If the IMF is to carry out its global mandate, the big concern is the effective inclusion of what Larry calls “the new potential creditor countries”, particularly in Asia. They must be given a suitable weight in the institution if they are to regard its strictures on their policies as legitimate, since they do not have to do as they are told.
As Charles Wyplosz notes, the division between creditors and debtors was not a part of the original design of the IMF, since it was conceived as a revolving fund on which all could draw and to which all would contribute. In such an institution, the bifurcation that Larry stresses would not exist. In practice, as I mentioned in my response to Juergen von Hagen, the likely borrowers did have a majority in the original Fund. Yet it worked quite well. The drawback of giving countries that will never borrow total control over the IMF is that those who might borrow, but prefer not to do so, choose to self-insure, instead. This has lost us the initial purpose of the Fund.

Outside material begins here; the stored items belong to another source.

PR #182, opened 2021-08-26
Feature/local custom geo

### LINKED ISSUE #177: Load folders of geometry files
## Use Case
It would be nice if users could drag a folder, rather than just a collection of files, onto the viewer to load local geometry files have them used for rendering agents.

## Acceptance Criteria
A user can drag a folder from their file system to the browser and the viewer uses the geometry files within to render the agents.

## Details
Folder should be able to contain both the .simularium file and any accompanying geometry files.

If not too complex, would be nice to handle any combination of folders and multiple selected files, e.g. the user could drag in a collection of files that includes a folder and all the files could be used.

meganrm:
Problem
=======
resolves #177 

Solution
========
If additional files are dropped along with the simularium file, cache the contents, and then look in the cache for data before making requests for data hosted remotely. 

## Type of change

Change summary:
---------------
* Pass additional files in as a mapping of file names to text strings
* add additional registries to store cached data 
* check cache before loading from url 

Steps to Verify:
----------------
1. npm start
2. unzip the file I'll attach 
3. drop the contents of the folder (grab the individual files) and drop them all together
4. Should load most of the geo except for the one that says "should fail"

Screenshots (optional):
-----------------------
Some of the geometry was loaded via url, some was dropped onto the viewer, and one is missing on purpose, so shows spheres. 
Screen Shot 2021-08-25 at 3 05 55 PM

Thanks for contributing!


src/simularium/VisGeometry.ts
```diff
@@ -88,8 +91,18 @@ function removeByName(group: Group, name: string): void {
...
 interface AgentTypeGeometry {
-    meshName: string;
-    pdbName: string;
+    name: string;
+    displayType: GeometryDisplayType;
+}
+
+interface PdbGeometry {
+    geometry: PDBModel;
+    displayType: PdbDisplayType;
```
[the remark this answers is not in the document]
toloudis: see #184, I at least refactored these two types into one thing kinda sorta

src/simularium/VisGeometry.ts
```diff
@@ -110,7 +123,11 @@ interface PathData {
     line: LineSegments;
 }
 
-type AgentTypeVisDataMap = Map<string, AgentTypeVisData>;
+interface CachedFileData {
+    displayType: ObjDisplayType | PdbDisplayType;
```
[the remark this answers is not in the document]
toloudis: see #184

src/simularium/VisGeometry.ts
```diff
@@ -746,6 +755,13 @@ class VisGeometry {
                             ${url}.
                             Showing spheres for this geometry instead`
                     );
+                    const ids = this.getAllTypeIdsForGeometryName(url);
+                    forEach(ids, (id) => {
+                        this.visGeomMap.set(id, {
+                            name: DEFAULT_MESH_NAME,
+                            displayType: "OBJ",
```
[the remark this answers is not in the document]
toloudis: see #184

src/simularium/VisGeometry.ts
```diff
@@ -725,7 +720,18 @@ class VisGeometry {
         this.initCameraPosition = this.camera.position.clone();
     }
 
-    public loadPdb(url: string): void {
+    public loadPdb(url: string, pdbmodel: PDBModel): void {
+        this.logger.debug("Finished loading pdb: ", url);
```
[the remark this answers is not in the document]
meganrm: I moved it into the download function

src/simularium/VisGeometry.ts
```diff
@@ -1166,64 +1232,24 @@ class VisGeometry {
         }
     }
 
-    public getGeomFromId(id: number): Object3D | null {
```
meganrm, line 1169: these functions were never called

EricJIsaac (approved):

src/simularium/VisGeometry.ts
```diff
@@ -843,13 +873,45 @@ class VisGeometry {
...
-        url: string,
+        urlOrPath: string,
         registry: Map<string | number, PDBModel | MeshLoadRequest>,
-        loadFunctionName: string
+        displayType: GeometryDisplayType
     ) {
-        if (!registry.has(url) && !this.geoLoadAttempted.get(url)) {
-            this.geoLoadAttempted.set(url, true);
-            return this[loadFunctionName](url);
+        if (this.localGeoFiles.has(urlOrPath)) {
```
toloudis, line 880: should this line check in the registry also, like line 898?  if item with the given key is in the registry we can skip all this?

meganrm: Since I delete it from the cache on line 896, after it's been loaded in the registry, the assumption is that it's only in the cache if it's never been loaded before.

toloudis (approved):

src/simularium/VisGeometry.ts
```diff
@@ -1129,35 +1192,38 @@ class VisGeometry {
...
-        if (isMesh) {
-            this.attemptToLoadGeometry(url, this.meshRegistry, "loadObj");
-        } else if (isPDB) {
-            this.attemptToLoadGeometry(url, this.pdbRegistry, "loadPdb");
+        if (isMesh || isPDB) {
+            this.attemptToLoadGeometry(
+                urlOrPath,
+                this.meshRegistry,
+                displayType
+            );
```
meganrm, line 1226: @toloudis, i've been meaning to ask about this: In lines 1227 -1231, are these a remnant of assuming if a model is a pdb geo, it's always going to be a pdb model, and of the separate registries? my thinking is that anything that fails will default to a SPHERE mesh instead of a single atom pdb.

toloudis: umm.. yes? I think both things might be true but I'm sure we want to use sphere mesh for the default/error fallback rather than single atom pdb.  At least for now.

toloudis: it's going to be a bit weird having all this `PDBModel | MeshLoadRequest` all over the place and we might need an even more generic "delayed instanced object container" kind of thing that hides that.

meganrm: yeah, I guess that's my actual question. If a request fails, should we revert the type to the default geometry (same as if they didn't supply any geometry info at all), or should we try to be consistent with the displayType provided and keep this single atom pdb as the fallback to a failed pdb request?

toloudis: I'm not sure if this single atom pdb code is ever hit

toloudis: took a bit more time to read and think about this, and I think this is dead code now.  Everything having to do with UNASSIGNED_NAME_PREFIX (including in VisAgent.ts).

meganrm: thanks

PR #1415, opened 2026-09-05
Port: hal: Fix macOS cycle counting on Apple M4 and macOS 26.6

### LINKED ISSUE #1413: Benchmarks fail on AArch64/macOS 26.6.2
- Mirror issue of https://github.com/pq-code-package/mlkem-native/issues/1888

mkannwischer:
The kpc-based cycle counter hardcodes 0x02 as selector of the CORE_ACTIVE_CYCLE event. Since M4, Apple Silicon uses 0x11 instead, and the macOS 26.6 kernel rejects configurations with selectors that are unknown for the running CPU, so kpc_set_config fails. Look up the configuration word in the kperfdata database of the running CPU instead of hardcoding it.

The macOS 26.6 kernel further only applies the configuration when counting is started, so set it before enabling counting.

Tested on Apple M1 (macOS 26.4), where cycle counts are unchanged. Also tested on Apple M4 (macOS 26.6).

Ports pq-code-package/mlkem-native@240d2e96133408c14ce2a739cff4f91dc0d92a1c

 - Resolves #1413

### DIFF
--- a/test/hal/hal.c
+++ b/test/hal/hal.c
@@ -251,10 +251,23 @@ uint64_t get_cyclecounter(void)
   F(int, kperf_sample_get, int *)              \
   F(int, kpc_get_thread_counters, int, unsigned, void *)
 
+typedef struct kpep_db kpep_db;
+typedef struct kpep_config kpep_config;
+typedef struct kpep_event kpep_event;
+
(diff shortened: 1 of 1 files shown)


hanno-becker (approved):
I confirm this is a faithful port, and that it works on M5.

PR #1422, opened 2026-09-09
Unit tests: Expose native primitives in reduced-API builds

hanno-becker:
```
Several backend unit tests were additionally guarded by the public APIs
which use the tested primitives. Reduced-API builds therefore skipped
available native implementations, while declarations and generated
backend files used different guards.

Make `MLD_UNIT_TEST` expose decomposition, hint use, `polyz`
unpacking, and eta rejection sampling throughout the core and native
backends. Simplify these tests, and the pointwise multiplication test,
to depend only on their `MLD_USE_NATIVE_*` macros. Keep keypair-only
eta helpers and `polyw1` packing under their original public API
guards.

The vector pointwise accumulator has the opposite issue: reduced-RAM
builds use the per-polynomial path, but still include its L4, L5, and
L7 native implementations. Align the AArch64 and x86_64 declarations,
wrappers, and assembly with the core `MLD_CONFIG_REDUCE_RAM` guard,
while retaining those implementations for unit tests.

Update autogen and the generated AArch64 and x86_64 files
accordingly.
```


hanno-becker:
@mkannwischer This works, but the hierarchy of `#ifdef`s is just a huge mess. I wonder if rather than piling more on -- even if for the sake of consistency -- we should rethink our approach and simplify.

PR #150, opened 2022-09-19
(DOCSP-25355) [Admin API] Full trigger definitions

nlarew:
### Jira

- (DOCSP-25355) [Admin API] Full trigger definitions

- [Admin API > Triggers](https://docs-atlas-staging.mongodb.com/atlas-app-services/docsworker-xlarge/admin-api-triggers/admin/api/v3/#tag/triggers)

### Review Guidelines

### DIFF
--- a/source/openapi-admin-v3.yaml
+++ b/source/openapi-admin-v3.yaml
@@ -324,52 +324,42 @@ paths:
     parameters:
       - "$ref": "#/components/parameters/GroupId"
       - "$ref": "#/components/parameters/AppId"
-    post:
-      tags:
-        - triggers
-      operationId: adminCreateTrigger
-      summary: Create a trigger
-      requestBody:
-        description: The trigger to create.
-        required: true
-        content:
-          application/json:
-            schema:
-              "$ref": "#/components/schemas/TriggerRequest"
-      responses:
-        "201":
-          description: Successfully created.
-          content:
-            application/json:
-              schema:
-                "$ref": "#/components/schemas/TriggerResponse"
-              example:
-                name: myTrigger
-                type: DATABASE
-                function_id: 5ae8a0c88f25b9dc5cabb21f
-                config:
-                  operation_types:
-                    - INSERT
-                    - UPDATE
-                    - DELETE
-                    - REPLACE
-                  database: HR
-                  collection: employees
-                  service_id: 5adeb649b8b998486770ae7c
-                  match: {}
-                  full_document: true
     get:
       tags:
         - triggers
       operationId: adminListTriggers
-      summary: List all triggers
+      summary: Get all triggers.
+      description: Get a list of all [triggers](https://www.mongodb.com/docs/atlas/app-services/triggers/overview/) in your application.
       responses:
         "200":
           description: Successfully listed triggers.
           content:
             application/json:
               schema:
-                "$ref": "#/components/schemas/TriggerResponse"
+                type: array
+                description: A list of all database, authentication, and scheduled trigger defined for the app.
+                items:
+                  "$ref": "#/components/schemas/AnyTrigger"
+    post:
+      tags:
+        - triggers
+      operationId: adminCreateTrigger
+      summary: Create a trigger.
+      description: Create a new [trigger](https://www.mongodb.com/docs/atlas/app-services/triggers/overview/) in your application.
+      requestBody:
+        description: A configuration for a database, scheduled, or authentication trigger.
+        required: true
+        content:
+          application/json:
+            schema:
+              "$ref": "#/components/schemas/Trigger"
+      responses:
+        "201":
+          description: Successfully created.
+          content:
+            application/json:
+              schema:
+                "$ref": "#/components/schemas/Trigger"
   "/groups/{groupId}/apps/{appId}/triggers/{triggerId}":
     parameters:
       - "$ref": "#/components/parameters/GroupId"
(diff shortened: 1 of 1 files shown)


source/openapi-admin-v3.yaml
```diff
@@ -4734,152 +4728,235 @@ components:
...
+          operation_type:
+            - CREATE
+          providers:
+            - api-key
+      allOf:
+        - $ref: "#/components/schemas/BaseTrigger"
+        - properties:
+            type:
+              type: string
+              description: The trigger type. For database triggers, this value is always `"AUTHENTICATION"`.
```
dacharyc, line 4906:
```suggestion
              description: The trigger type. For authentication triggers, this value is always `"AUTHENTICATION"`.
```

source/openapi-admin-v3.yaml
```diff
@@ -4734,152 +4728,235 @@ components:
...
+        type: SCHEDULED
+        function_name: createReport
+        config:
+          schedule: "0 8 * * *"
+      allOf:
+        - $ref: "#/components/schemas/BaseTrigger"
+        - properties:
+            type:
+              type: string
+              description: The trigger type. For database triggers, this value is always `"SCHEDULED"`.
```
dacharyc, line 4944:
```suggestion
              description: The trigger type. For scheduled triggers, this value is always `"SCHEDULED"`.
```

source/openapi-admin-v3.yaml
```diff
@@ -4734,152 +4728,235 @@ components:
...
+        - $ref: "#/components/schemas/DatabaseTrigger"
+        - $ref: "#/components/schemas/AuthenticationTrigger"
+        - $ref: "#/components/schemas/ScheduledTrigger"
+    Trigger:
+      oneOf:
+        - $ref: "#/components/schemas/DatabaseTrigger"
+        - $ref: "#/components/schemas/AuthenticationTrigger"
+        - $ref: "#/components/schemas/ScheduledTrigger"
+      discriminator:
+        propertyName: type
```
dacharyc, line 4742: Is this mapping only possible in a property? It took me a minute to figure out that switching the type here changed the configuration value. The `config` object is collapsed by default, so the only change I saw when selecting a different option in the drop-down was the "this value is always "[FOO]"." changing in the `type` description. If we could provide the mapping drop-down in the "Request Body Schema" description - i.e. `A configuration for a database, scheduled, or authentication trigger.` - I think it might be more intuitive to select it there and understand that the subsequent body was changing, even if you couldn't see the config.

Separately, I was also a little puzzled when I saw that the request sample example had a different mapping drop-down that I had to select independent of selecting it here. Is it possible to have the example body derive from the selection here?

source/openapi-admin-v3.yaml
```diff
@@ -4734,152 +4728,235 @@ components:
...
+                - operation_types
+                - full_document
+                - full_document_before_change
+                - unordered
+                - match
+                - project
+              properties:
+                service_id:
+                  type: string
+                  description: The _id value of a linked MongoDB data source.
```
dacharyc, line 4830: Is it possible to link to the endpoints or docs you can use to get this information? This stood out to me when thinking about how to get "the _id value of a linked MongoDB data source" but that might also apply to other things in this list.

dacharyc (commented):
Love this improvement. Back to you with some Qs.

source/openapi-admin-v3.yaml
nlarew: Yeah I can add that here. Probably a larger effort to do this more generally across the API.

source/openapi-admin-v3.yaml
```diff
@@ -400,19 +391,21 @@ paths:
       tags:
         - triggers
       operationId: adminGetTrigger
-      summary: Retrieve the configuration for a specific trigger
+      summary: Get a trigger.
```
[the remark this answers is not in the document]
nlarew: They list in the order they're defined in the spec. In general we try to have plural endpoints (e.g. `/triggers`) before singular endpoints (e.g. `/triggers/{triggerId}`) and then do GET > POST/PUT/PATCH > DELETE within each endpoint.

These do look a little out of order, will fix!

source/openapi-admin-v3.yaml
dacharyc: Nice - I think this UX makes the expected result a little more apparent. I would love to see the example body be linked, but at least now with the pills it seems a little less like recreating the same action and for some reason, that makes it slightly less annoying to have to do it separately.

source/openapi-admin-v3.yaml
```diff
@@ -4734,152 +4728,232 @@ components:
...
+                - unordered
+                - match
+                - project
+              properties:
+                service_id:
+                  type: string
+                  description: |
+                    The _id value of a linked MongoDB data source.
+
+                    See [Get a Data Source](#/operation/adminGetService).
```
dacharyc, line 4827: This link didn't work for me on staging. I _think_ this is the correct fix?
```suggestion
                    See [Get a Data Source](#operation/adminGetService).
```

dacharyc (approved):
Looks like you need to update this after merging the other PR, and I spotted one broken link, but otherwise LGTM. Nice improvement!

source/openapi-admin-v3.yaml
nlarew: Oops good catch!

PR #160, opened 2022-09-27
(DOCSP-25454) Trigger IA refresh

mongodben:
## Pull Request Info

overview of changes: 
- make overview page into landing page
- consolidate the "usage example" create a X trigger with the rest of the documentation on that trigger
- move the trigger examples to the bottom of those pages
- remove the usage examples section

### Jira

- https://jira.mongodb.org/browse/DOCSP-25454

- [Triggers section](https://docs-atlas-staging.mongodb.com/atlas-app-services/docsworker-xlarge/DOCSP-25454/triggers)

### Review Guidelines


source/triggers.txt
```diff
@@ -1,22 +1,105 @@
...
    :titlesonly:
    :caption: Triggers
    :hidden:
 
-   About Triggers </triggers/overview>
    Database Triggers </triggers/database-triggers>
    Authentication Triggers </triggers/authentication-triggers>
    Scheduled Triggers </triggers/scheduled-triggers>
-   Usage Examples </triggers/examples>
+   Resume a Suspended Trigger </triggers/resume-a-suspended-trigger>
```
nlarew, line 16: Only DB triggers can get suspended like this, so maybe we move this procedure to the DB triggers page?

source/triggers.txt
```diff
@@ -1,22 +1,105 @@
...
+   Disable a Trigger </triggers/disable>
```
nlarew, line 17: Fine to have this as a separate page for now - eventually it'd be great to have this on a "manage triggers" page or somesuch that collects all the various CRUD/admin tasks.

source/triggers.txt
```diff
@@ -1,22 +1,105 @@
...
+   Send Trigger Events to AWS EventBridge </triggers/aws-eventbridge>
+   Store New Users in MongoDB </triggers/store-new-users-in-mongodb>
```
nlarew, line 19: This is specifically an auth trigger example - maybe we consolidate on that page?

nlarew (approved):
LGTM w/ a few comments and suggestions. I think there's some more page-level changes we can make in the future but this refresh definitely is a great start on making things cleaner

source/triggers.txt
mongodben: actually now that you mention it, this example is very familiar to the example already on that page, except less thorough. i'm deleting the `Store New Users in MongoDB` page.

the Triggers example repo will also have an example of this. don't think we need 3 times.

PR #162, opened 2022-09-27
(DOCSP-25463) [Admin API] App CRUD & Deployment

nlarew:
### Jira

- (DOCSP-25463) [Admin API] App CRUD & Deployment

- [Admin API > Applications](https://docs-atlas-staging.mongodb.com/atlas-app-services/docsworker-xlarge/admin-api-apps/admin/api/v3/#tag/apps)

### Review Guidelines

### DIFF
--- a/source/openapi-admin-v3.yaml
+++ b/source/openapi-admin-v3.yaml
@@ -3966,6 +3966,11 @@ components:
         - "GLOBAL"
         - "LOCAL"
     CloudProviderRegionId:
+      description: |-
+        The ID of a cloud provider-specific deployment region. Some
+        regions are available for global deployment while others are
+        only available for local apps. See [Cloud Deployment
+        Regions](https://www.mongodb.com/docs/atlas/app-services/manage-apps/deploy/deployment-models-and-regions/#cloud-deployment-regions).
       oneOf:
         - $ref: "#/components/schemas/AwsDeploymentRegion"
         - $ref: "#/components/schemas/AzureDeploymentRegion"
--- a/source/openapi-admin-v3.yaml
+++ b/source/openapi-admin-v3.yaml
@@ -3858,6 +3858,21 @@ components:
           type: string
         disabled:
           type: string
+    DeploymentLocation:
+      type: string
+      description: |-
+        An identifier of the location where an app server is physically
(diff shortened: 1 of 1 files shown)


source/openapi-admin-v3.yaml
```diff
@@ -3827,72 +3858,152 @@ components:
...
+      description: An application [deployment model](https://www.mongodb.com/docs/atlas/app-services/manage-apps/deploy/deployment-models-and-regions/#deployment-models).
+      enum:
+        - "GLOBAL"
+        - "LOCAL"
+    CloudProviderRegionId:
+      oneOf:
+        - $ref: "#/components/schemas/AwsDeploymentRegion"
+        - $ref: "#/components/schemas/AzureDeploymentRegion"
+        - $ref: "#/components/schemas/GcpDeploymentRegion"
+    AwsDeploymentRegion:
```
dacharyc, line 3973: Oh boy. I guess it makes sense to provide this here, but we also need to remember to update it when we add new regions. So far, I think we've just been adding them to the [Deployment Models & Regions page](https://www.mongodb.com/docs/atlas/app-services/manage-apps/deploy/deployment-models-and-regions/#cloud-deployment-regions).

Looking at that Deployment Regions page, should we somehow specify here which ones are restricted to local only? Or maybe just add something in the description that some are only available for local deployment, and to consult the docs?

Conceptually, one could envisage the creation of two distinct organisations – one an insurer against liquidity crises and the other responsible for surveillance. If there were two organisations, they could have two systems of governance. But there are not – and will not be – two institutions, at least at the global level.
A compromise solution might be to increase the voting weight of the new potential creditors, while allowing borrowers sufficient say in Fund policies to make use of its credit domestically legitimate, without scaring away suppliers of credit and emptying the institution of resources. That must be a tricky balancing act.
Asian countries could also go further towards developing their still modest regional revolving fund (the Chiang Mai Initiative). That could remove their demand for funds from the IMF. This would then allow a rebalancing of the votes without threatening a feared take-over by likely users of the credit.
That point brings me to Robert Wade’s interesting remarks. We are in agreement in several areas. The Fund does need a source of income, other than crisis lending. If it were a proper insurer, it would charge fees for its services. But it is not, because many of its members never need to borrow. So there must be some other source of revenue. Some suggest sale and investment of the proceeds of its gold stock.And I agree with him on the Fund’s role as a facilitator of networks.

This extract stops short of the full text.